During and after the recent Idaho legislative session, there has been considerable discussion of the new law governing trespassing. The state now requires a citizen to obtain written permission from the landowner using the state’s format. Both the landowner and the citizen must sign the agreement. The permission to trespass is, therefore, a contract between the landowner and the person wishing to enter their property. Contractual agreements between two people are protected by our state and federal constitutions.
The state cannot force anyone to use the state’s format for simple contracts such as this. This would violate the sanctity of contracts as is guaranteed by our constitutions.
The state can require a citizen to use the state’s format if the state is involved in the agreement, such as your wish to record a real estate contract with the state. But this trespass permission does not involve the state — it is a private contract between two people. Many ranchers have given me verbal permission to enter their property. They have this right — the state cannot force the landowner to use their form. The state cannot force anyone to speak for the state.
In a recent U.S. Supreme Court decision, Justice Clarence Thomas wrote that California could not compel an anti-abortion clinic to give its patients a referral paper to abortion clinics. The court held that government-compelled speech violates the free-speech rights. They have a right to any form of speech they wish to use — verbal, a scribbled note or use the state’s form.
Another problem is the “implied consent” part of the law. I have ranchers who open their gates in the late fall after their cows are off the land. To most people, this is implied consent. Then there is the implicit wording in the new law that any fence I come across in the mountains is a private fence. I have areas where in one day I can cross fences on Forest Service land, BLM land, state land, county land and private land. There are no signs or postings. How can a user of the mountains know which is what?

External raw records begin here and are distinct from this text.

PR #7431, opened 2024-03-28
Allow `swift-corelibs-foundation` to use unsafeFlags when used as a d…

xedin:
…ependency

Tagged dependencies don't currently allow use of `unsafeFlags` but we need to temporarily
lift that requirement for `swift-corelibs-foundation` that depends on C flags. In the future this
would be removed in favor of a more general mechanism for "safe" flags.

### DIFF
--- a/Sources/Workspace/Workspace+Manifests.swift
+++ b/Sources/Workspace/Workspace+Manifests.swift
@@ -141,9 +141,16 @@ extension Workspace {
                 let dependency = dependency.dependency
                 switch dependency.state {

Under the old law, the landowner had to post his land every 660 feet and at all reasonable points of entry. All I had to do was walk 200 yards to determine whether the property was posted. With the new law, private land next to public land must be conspicuously posted. This wording is vague and could be struck down by the courts.
The only circumstances where the state can require the public to use the state format (speech), is where the state has a compelling need, such as recording a real estate sale. The state must have a property description and ownership in order to levy the appropriate tax and send the tax bill to the owner. There is no compelling public need for a state form for a simple contract between a property owner and me. It is private.
Perhaps the most absurd part of the new law is the requirement that the landowner must state a description of the property involved. This is easy to do for a farm here in the valley, but what about up in the mountains where there can be a bewildering mix of land ownership? I have places I hunt that would require a surveyor to show me all of the property boundaries. And is a fence on the ground that hasn’t been maintained in 30 years a “legal fence”?
Richard Renstrom of Caldwell is a researcher and writer who has published seven books.